Renee Stout
The High Museum of Art has named artist Renee Stout as the 2010 recipient of the David C. Driskell Prize. Named after the renowned African American artist and art scholar, the Driskell Prize is an annual award that recognizes a scholar or artist in the beginning or middle of his or her career whose work makes an original and important contribution to the field of African American art or art history. Based in Washington, D.C., Stout works in a variety of media including photography, sculpture, painting, drawing and printmaking. As the sixth Driskell award recipient, Stout will be honored at the Driskell Prize Dinner in Atlanta on Monday, April 19, 2010.
“Renee Stout is a visual artist fully incorporating every available resource to create works relevant to both past and present,” said Michael E. Shapiro, Nancy and Holcombe T. Green, Jr. Director of the High. “Her ability to draw upon the implications of the African Diaspora and highlight African culture through her imaginative and distinctive art exemplifies the qualities of a David C. Driskell Prize recipient. We are pleased to support her vision and development through this award.”
Stout’s mixed-media works examine the impact of the African Diaspora and the traditions of her African heritage as well as the themes of self-exploration, empowerment and healing. Using a variety of media and visual languages—including African aesthetics and secondhand materials—Stout pieces together narratives that tie history to contemporary society.
Imaginary characters recur in Stout’s work, adding whimsy and humor to the challenging and often depressing subject matter. The character Madame Ching appears in many works, including the 1993 piece Traveling Root Store #2: Madame Ching Goes High Tech, in which Stout pits a vintage doctor’s bag, vials and herbs against Madame Ching’s new-age custom computer. The keyboard on the computer is altered to Madame Ching’s needs, with various buttons being replaced to assist her in reaching deities. Also present in many works is Stout’s alter-ego Fatima Mayfield. “Fatima Mayfield, a fictitious herbalist/fortuneteller, is the vehicle that allows me to role-play in order to confront the issues, whether it’s romantic relationships, social ills or financial woes, in a way that’s open, creative and humorous,” said Stout.

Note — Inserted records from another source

PR #430, opened 2026-04-14
Remove legacy app tour flag after one-time migration

kipyin:
## Headline

Onboarding migration now drops the old tour-seen key so settings stay tidy and predictable.

## User impact

Upgrading users still keep whether they already saw the app tour, because the value is copied to the current key first. After that one-time step, the obsolete entry is gone, which reduces leftover cruft in preferences and matches how other boolean migrations behave.

## What changed

The app tour migration used to copy the legacy “post-seed journey seen” flag into the modern “has seen app tour” key but left the old key behind. That left duplicate state in UserDefaults and was inconsistent with other one-shot boolean migrations in this area.

The migration still runs only when the new key is unset and the legacy key exists: it copies the boolean, then removes the legacy entry. Comments were updated to describe that cleanup explicitly.

## Verification

On a Mac with Xcode and the project’s grace CLI, run `grace ci` (or `grace test` with the usual simulator destination) to confirm the project still builds and tests pass.

## Risk

Medium

## Touch class

`business-logic`
---

### DIFF
--- a/GraceNotes/GraceNotes/Features/Journal/Tutorial/JournalOnboardingProgress.swift
+++ b/GraceNotes/GraceNotes/Features/Journal/Tutorial/JournalOnboardingProgress.swift
@@ -10,7 +10,7 @@ enum JournalOnboardingStorageKeys {
     /// Legacy upgrade cohort: Today clears this after one branch resolution. Listed for iCloud continuity.
     static let legacy051GuidedBranchResolution = "journalOnboarding.pending051GuidedJournalBranchResolution"
     static let hasSeenAppTour = "journalOnboarding.hasSeenAppTour"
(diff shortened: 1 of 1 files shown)


kipyin:
**Sentry — review feedback**

**Reply to escalated review**

We tightened `test_migrateLegacyAppTourSeenFlag_copiesTrueFromLegacyKeyOnce` so it also checks that the legacy key is absent after migration runs. That way CI would catch a regression that stopped calling `removeObject` on the old key while still copying into `hasSeenAppTour`.

For product behavior, `hasSeenAppTour` remains the single source of truth once set, so the migration stays idempotent for what users see in this build.

The downgrade scenario (an older binary that only reads the legacy flag after this build removed it) and the tiny theoretical window if the app died between `set` and `removeObject` are intentional one-way migration tradeoffs we are not optimizing for; neither affects correctness for users staying on current builds.

Issue #143, opened 2024-10-08
Discussion: add a reindex (or migrations) binary to run on breaking index changes


SHAcollision:
For example when adding new fields to `UserCounts` existing indexes will be invalid and cause a 500 error. We can run a `reindex` bin script that will update all indexes and sync them.

amirRamirfatahi:
1. Two-Phase Write
The two-phase write approach involves writing data to both the old and new schemas simultaneously during the migration process, ensuring both systems stay in sync. This means every write operation is duplicated—whether it's creating, updating, or deleting data—so both the old and new schemas are consistently updated. The downside is the complexity and overhead involved in managing dual writes, especially when Neo4j and Redis don’t support cross-system transactions. This increases the risk of data inconsistencies if one system fails while the other succeeds, and it can also create performance bottlenecks due to the extra workload, though it's temporary as is the whole migration process. **This is the golden standard and what's most widely used.**

2. Chunked Migration
Chunked migration breaks the data into smaller, manageable chunks and migrates each chunk independently. After migrating each chunk, you validate it to ensure everything is correct before moving on to the next one. This method allows for more control over the migration, making it easier to isolate and fix issues. However, it can be time-consuming, as each chunk needs to be processed and validated separately. Coordinating changes during the migration can also be tricky, especially when there are dependencies between chunks, but it reduces the risk of large-scale failures by migrating in smaller, isolated steps.

3. Snapshot Migration
Snapshot migration takes a full snapshot of the data, transforms it to fit the new schema, and re-imports it into the system. This approach allows for a clean break, as you can validate the transformed data before switching over to the new schema. However, it usually requires downtime or a freeze on writes while the snapshot is taken and processed, which can be a significant drawback for systems requiring high availability. Additionally, if something goes wrong during the snapshot or transformation process, recovery can be complex, making this method less ideal for systems that need to stay online during the migration.

4. Event-Sourced-Based Migration
In event-sourced-based migration, you replay all events from an event log (**Homeserver events**) to rebuild the data in the new schema. The advantage is strong consistency and the ability to rebuild the system state from scratch if needed. However, replaying a large number of events can be slow. If the event log is incomplete or has issues, it can lead to inconsistencies in the migrated data.

amirRamirfatahi:
1. Neo4j Two-Phase Write Approaches
a) Migration Manager (Application Layer)
[...]

PR #255, opened 2024-12-17
Add migration manager

amirRamirfatahi:
#143 
# Pre-submission Checklist


SHAcollision:
Is this inteded only for Redis keys/cache migration?

If so, can we first create an MVP "migration" with the minimal amount of complexity and code keeping it extremely simple?

What's the overall flow and usage? I'd say we can do something straight forward. E.g:
I'd say we need to version the Redis schemas. The current version will always be availble as a Redis value. On service/watcher setup (start-up), we check whether current version is the latest. If it's not latest, apply migrations.

README.md
```diff
@@ -87,6 +88,41 @@ To contribute to Nexus, follow these steps:
...
+
+#### Adding a new migration
+
+To create a new migration, use the migrations binary by running:
+
+```
+cargo run --bin migrations new MigrationNAME
+```
+
+This will generate a new migration file in the `migrations/` directory.
```
tipogi, line 117: maybe be more specific of the migration path? `src/db/migrations/migrations_list`

README.md
```diff
@@ -87,6 +88,41 @@ To contribute to Nexus, follow these steps:
...
+
+#### Understanding Migration Phases
+
+The Migration Manager uses a phased approach to handle data migrations safely and systematically. Each phase serves a distinct purpose in transitioning data from the old source to the new source, ensuring consistency and minimal disruption. Here's an overview of the phases:
+
+- **Dual Write**: During this phase, all writes to the old source are mirrored to the new source. This ensures that both sources remain synchronized during normal application operations. Developers invoke MigrationManager::dual_write in the application logic for this purpose. Once dual writes are stable and verified, the migration can progress to the next phase.
```
tipogi, line 99: > application logic
application data layer logic?

README.md
```diff
@@ -87,6 +88,41 @@ To contribute to Nexus, follow these steps:
...
+  **Note**: Mark a migration as ready for backfill phase using the `MIGRATIONS_BACKFILL_READY` env var.
```
tipogi, line 100: The migration has to be referenced by migration `id`

README.md
```diff
@@ -87,6 +88,41 @@ To contribute to Nexus, follow these steps:
...
+#### Adding a new migration
+
+To create a new migration, use the migrations binary by running:
+
+```
+cargo run --bin migrations new MigrationNAME
+```
+
+This will generate a new migration file in the `migrations/` directory.  
+Next, register your migration in the `get_migration_manager` function, which ensures it is included in the migration lifecycle. Once registered, implement the required phases (dual_write, backfill, cutover, and cleanup) in the generated file. Each phase serves a specific purpose in safely transitioning data between the old and new sources. After implementing your migration, run the migrations binary to execute pending migrations:
```
tipogi, line 118: > `get_migration_manager`

`get_migration_manager` (`src/db/migrations/mod.rs` file)

src/db/migrations/manager.rs
```diff
@@ -0,0 +1,336 @@
...
+    fn to_string(&self) -> &str {
+        match self {
+            MigrationPhase::DualWrite => "dual_write",
+            MigrationPhase::Backfill => "backfill",
+            MigrationPhase::Cutover => "cutover",
+            MigrationPhase::Cleanup => "cleanup",
+            MigrationPhase::Done => "done",
+        }
+    }
+}
```
tipogi, line 39: Do we really need that implementation having the `Serialize` trait from Serde??
```rust
serde_json::to_string(&MigrationPhase::Backfill).unwrap()
```

src/db/migrations/manager.rs
```diff
@@ -0,0 +1,336 @@
...
+            migrations: Vec::new(),
+        }
+    }
+
+    pub async fn dual_write<T: Migration>(data: Box<dyn Any + Send>) -> Result<(), DynError> {
+        T::dual_write(data).await
+    }
+
+    pub async fn new_migration(name: &str) -> Result<(), DynError> {
+        let migration_name = format!("{}{}", name, Utc::now().timestamp());
```
tipogi, line 102: we could calculate once and add to the names the timestamp, instead of generate twice

src/db/migrations/manager.rs
```diff
@@ -0,0 +1,336 @@
...
+        let migration_file_name = format!("{}_{}", to_snake_case(name), Utc::now().timestamp());
+        let migration_template = get_migration_template(migration_name.as_str());
```
tipogi, line 104: we could use the reference `&` instead of `as_str()`

src/db/migrations/manager.rs
```diff
@@ -0,0 +1,336 @@
...
+        let file_path = format!(
+            "src/db/migrations/migrations_list/{}.rs",
+            migration_file_name.as_str()
+        );
+        tokio::fs::write(file_path.clone(), migration_template).await?;
```
tipogi, line 109: Maybe throw more customised error:

```rust 
.map_err(|e| format!("Failed to write migration file at {}: {}", file_path, e))?;
```

src/db/migrations/manager.rs
```diff
@@ -0,0 +1,336 @@
...
+
+        // append to migrations_list/mod.rs
+        let mod_file_path = "src/db/migrations/migrations_list/mod.rs";
+        let mod_file_content = format!("pub mod {};\n", migration_file_name);
+        let mut mod_file = tokio::fs::OpenOptions::new()
+            .append(true)
+            .open(mod_file_path)
+            .await?;
+        tokio::io::AsyncWriteExt::write_all(&mut mod_file, mod_file_content.as_bytes()).await?;
```
tipogi, line 118: Another option is to do in that way and also throw some errors meanwhile:

```rust
OpenOptions::new()
        .append(true)
        .open(mod_file_path)
        .await
        .map_err(|e| format!("Failed to open mod.rs at {}: {}", mod_file_path, e))?
        .write_all(mod_file_content.as_bytes())
        .await
        .map_err(|e| format!("Failed to write to mod.rs at {}: {}", mod_file_path, e))?;
```

Here if the `File` (which is the return type of `open`) implements the `tokio::io::AsyncWriteExt` trait, we could chain it all the operation in one

src/db/migrations/manager.rs
```diff
@@ -0,0 +1,336 @@
...
+#[derive(Deserialize, Serialize, Clone)]
+pub struct MigrationNode {
+    id: String,
+    phase: MigrationPhase,
+    created_at: i64,
+    updated_at: i64,
+}
+
+pub struct MigrationManager {
+    graph: Arc<Mutex<Graph>>,
```
tipogi, line 85: is it some reason to not use already the helpers functions instead of have a graph instance: 
- `exec_single_row`
- `retrieve_from_graph`
Like this we will not need to create more boilerplate code. I think with that two functions would be enough. Also with default trait would be enough for `MigrationManager`

src/db/migrations/manager.rs
```diff
@@ -0,0 +1,336 @@
...
+                .migrations_backfill_ready
+                .contains(&stored_migration.id)
+            {
+                self.update_migration_phase(&stored_migration.id, &MigrationPhase::Backfill)
+                    .await?;
+            }
+        }
+
+        // get all migrations from the database
+        let stored_migrations = self.get_migrations().await?;
```
tipogi, line 142: could not be better to edit the migration instance instead of calling again to the database to get the migration?

src/db/migrations/manager.rs
```diff
@@ -0,0 +1,336 @@
...
+                    let new_migration_node = MigrationNode {
+                        id: migration_id.to_string(),
+                        phase: MigrationPhase::Backfill,
+                        created_at: Utc::now().timestamp_millis(),
+                        updated_at: Utc::now().timestamp_millis(),
+                    };
+                    stored_migration = Some(new_migration_node.clone());
+                }
+            }
+            let stored_migration = stored_migration.unwrap();
```
tipogi, line 167: ⚠️ unsafe

src/db/migrations/manager.rs
```diff
@@ -0,0 +1,336 @@
...
+            if stored_migration.phase == MigrationPhase::Done {
+                println!("Migration {} is already done", migration_id);
+                continue;
+            }
+            println!(
```
tipogi, line 172: maybe instead of `println!` use `info!`?

src/db/migrations/manager.rs
```diff
@@ -0,0 +1,336 @@
...
+            "MERGE (m:Migration {id: $id}) SET m.phase = $phase, m.updated_at = timestamp()"
+                .to_string(),
+        )
+        .param("id", id)
+        .param("phase", phase.to_string());
+
+        self.graph.lock().await.run(query).await?;
+        Ok(())
+    }
+}
```
tipogi, line 255: using already commented functions, these above three functions could refactor at least in two functions

src/db/migrations/manager.rs
```diff
@@ -0,0 +1,336 @@
...
+        assert_eq!(super::to_snake_case("PascalCase"), "pascal_case");
+        assert_eq!(super::to_snake_case("snake_case"), "snake_case");
+        assert_eq!(super::to_snake_case("kebab-case"), "kebab-case");
+        assert_eq!(super::to_snake_case("UPPERCASE"), "uppercase");
+        assert_eq!(super::to_snake_case("lowercase"), "lowercase");
+        assert_eq!(super::to_snake_case("12345"), "12345");
+        assert_eq!(super::to_snake_case("snake_case_123"), "snake_case_123");
+        assert_eq!(super::to_snake_case("UserNewField"), "user_new_field");
+    }
+}
```
tipogi, line 336: I would create another file (`utils.rs`, `generetor.rs`, ...) for that kind of utility functions

src/db/migrations/mod.rs
```diff
@@ -0,0 +1,15 @@
...
+use crate::MigrationManager;
+
+pub mod manager;
+mod migrations_list;
+
+pub fn get_migration_manager(graph: Arc<Mutex<Graph>>) -> MigrationManager {
+    // let migration_manager = MigrationManager::new(graph);
+    // migration_manager.register(Box::new(MigrationX));
+    MigrationManager::new(graph)
+}
```
tipogi, line 15: Document a bit that one

tipogi (changes requested):
Some clean up need it but It looks good that migration skeleton

src/db/migrations/manager.rs
amirRamirfatahi: isn't this much heavier than just implementing Display?

src/db/migrations/manager.rs
amirRamirfatahi: I don't think there's any difference at all. I took the convention to use .as_str() as it's much cleaner IMO.

src/db/migrations/manager.rs
```diff
@@ -0,0 +1,336 @@
...
+        T::dual_write(data).await
+    }
+
+    pub async fn new_migration(name: &str) -> Result<(), DynError> {
+        let migration_name = format!("{}{}", name, Utc::now().timestamp());
+        let migration_file_name = format!("{}_{}", to_snake_case(name), Utc::now().timestamp());
+        let migration_template = get_migration_template(migration_name.as_str());
+        let file_path = format!(
+            "src/db/migrations/migrations_list/{}.rs",
+            migration_file_name.as_str()
```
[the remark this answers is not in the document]
amirRamirfatahi: I want to use the same string again. So instead of cloning it, I burrowed it here.

src/db/migrations/manager.rs
amirRamirfatahi: I don't think this improves the readability at all either.

src/db/migrations/manager.rs
amirRamirfatahi: We don't know what's gonna be the required functions to run inside a migration. Most frequently, you're gonna want to start transactions and commit them when you're done so migrations should have total freedom.

src/db/migrations/manager.rs
amirRamirfatahi: These two steps are separate from each other. There's no harm in updating the DB and getting from it again.

src/db/migrations/manager.rs
amirRamirfatahi: This is not in the server. So we do actually want to panic if this ever fails. So it's not unsafe.

src/db/migrations/manager.rs
amirRamirfatahi: some of them need to stay but I changed the rest.

src/db/migrations/manager.rs
amirRamirfatahi: I don't know what you mean? Are you talking about `exec_single_row`?  
I'd rather not mix these two parts together. Think of it as more like a library you'd use.

src/db/migrations/manager.rs
amirRamirfatahi: As I said I want to keep the migration separate from server code and this function then only would be used here so it's fine to keep it local to the file.

src/db/migrations/mod.rs
amirRamirfatahi: Added a line but it's already documented in the DB and there's also an example for you.

src/db/migrations/manager.rs
tipogi: I do not see the sense to keep repeating code. We will see if it is useful to do it in that way in the future...

src/db/migrations/manager.rs
tipogi: Do we really want to `panic()` and stop also other ongoing migrations? I do not think so...

src/db/migrations/manager.rs
tipogi: unnessesary

src/db/migrations/manager.rs
tipogi: I am referring to the content of the function. From _240-247_ and _255-263_ are the same code. It could be part of the `utils.rs` file as I mention above as `update_migration_phase`

src/db/migrations/manager.rs
tipogi: it would be under `db/migrations/utils.rs`

src/db/migrations/manager.rs
amirRamirfatahi: yes we want to panic as the migrations are run sequentially and if one fails the process should stop

tipogi (approved):
Once the errors in the watcher integration tests are fixed, this PR will be ready for merging 🚀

Renee Stout received a Bachelor of Fine Arts degree from Carnegie Mellon University in 1980 before moving to Washington, D.C., where she began to study her African American heritage, the wellspring of her subsequent work and career. As an arts advocate, Stout served on the panel of the DC Commission on the Arts and Humanities as well as George Washington University’s panel “Art School, Confidential: Rethinking Art Education.” In 1999 she won the Anonymous Was a Woman award and her second Pollock-Krasner Foundation award. Recent awards and recognition include the Joan Mitchell Painters and Sculptors Grant and a fellowship as the first artist-in-residence at Johns Hopkins University (2009). Throughout her career, Stout’s participation in numerous solo and group exhibitions has been met with international success. She currently lives and works in Washington, D.C.
The selection process for the 2010 recipient of the Driskell Prize began with a call for nominations from a national pool of artists, curators, teachers, collectors and art historians. The final winner was chosen from these nominations by review-committee members Richard Powell, John Spencer Bassett Professor of Art History, Duke University; Jacquelyn D. Serwer, Chief Curator, National Museum of African American History and Culture, Smithsonian Institution; and Michael Rooks, Wieland Family Curator of Modern and Contemporary Art, High Museum of Art, Atlanta.